(Entries provided)
PR #1818, opened 2026-02-13
gpio-manager D-Bus service support

dlech:
**Description**

Add support for controlling GPIOs via the [gpio-manager](https://libgpiod.readthedocs.io/en/stable/gpio-manager.html) D-Bus service.

There have been many attempts to use the gpio character device interface in labgrid since the sysfs interface is deprecated and is turned off in some kernel builds. However, these were rejected because the state of the gpio can change when the character device closes. 

The `gpio-manager` D-Bus daemon is supposed to be the "new" way to address this. It has been around for a few years, but isn't widely available yet. I suspect that will change though. And it is fairly simple to install from source if needed ([some notes](https://gist.github.com/dlech/8455950e7fd0dbcf3bba1a3c74b35504)).

I have tested this locally using the examples for both local and remote usage (slightly customized to my gpiochip path and pin number). I haven't implemented the lookup by name part yet (I'll have to do that on a Rapsberry Pi, which will be slower). I'm just putting this out there to see what people think first before I polish it up the rest of the way.

Similar to the way the sysfs gpio implementation will export gpios that are not already exported, this will request gpios that are not already requested. Since there isn't a process managing this, it means the line will stay requested until the user manually releases the request, e.g using the `gpiocli` command line too.

**Checklist**
- [ ] Tests for the feature (There are a couple of tests already, but they don't cover everything. It is hard to have tests for something that requires real hardware. I opened https://github.com/labgrid-project/labgrid/issues/1820 to discuss a solution, but I consider that out of scope for this PR.)

- [x] PR has been tested

### DIFF
--- a/doc/configuration.rst
+++ b/doc/configuration.rst
@@ -608,6 +608,34 @@ NetworkHIDRelay
 A :any:`NetworkHIDRelay` describes an `HIDRelay`_ resource available on a
 remote computer.
 
+ManagedGPIO
++++++++++++
+
+A :any:`ManagedGPIO` resource describes a GPIO line that is managed by the
+`gpio-manager <https://libgpiod.readthedocs.io/en/stable/gpio-manager.html>`__
+daemon.
+
+.. note::
+   The ``gpio-manager`` daemon needs to be running on the same system as the
+   gpiochip and configured to manage the specified GPIO line. See the
+   `gpiocli request <https://libgpiod.readthedocs.io/en/stable/gpiocli-request.html>`__
+   documentation for details.
+
+.. code-block:: yaml
+
+   ManagedGPIO:
+     chip: /dev/gpiochip0
+     pin: 0
+
+Arguments:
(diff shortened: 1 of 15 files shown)


dlech:
> Which benefits do you see compared to adding support for the [new per-chip sysfs GPIO interface](https://git.kernel.org/pub/scm/linux/kernel/git/torvalds/linux.git/commit/?id=2028f854b3f5b3816cd5d5dd83057a873eddc4d6) (which is not deprecated

I was not aware of this. So perhaps there is not much benefit.

It could still be interesting to people who are already using `gpio-manager`/`gpiocli` though.

Although, I suppose one could easily create an HTTP server that talks to `gpio-manager` and use `HttpDigitalOutput` instead, which would be more efficient than the agent way of doing things.

Emantor:
In our opinion, the existing sysfsgpio agent should be extended to support the new per gpiochip paths instead of relying on the deprecated interface. This should be significantly less code and complexity than a new agent or HTTP server interface.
(End Entries provided)
◆ **Instructions to follow**
Find every line above that contains the word "daemon", and return each one.

◆ **Problem solution**
The `gpio-manager` D-Bus daemon is supposed to be the "new" way to address this. It has been around for a few years, but isn't widely available yet. I suspect that will change though. And it is fairly simple to install from source if needed ([some notes](https://gist.github.com/dlech/8455950e7fd0dbcf3bba1a3c74b35504)).
+daemon.
+   The ``gpio-manager`` daemon needs to be running on the same system as the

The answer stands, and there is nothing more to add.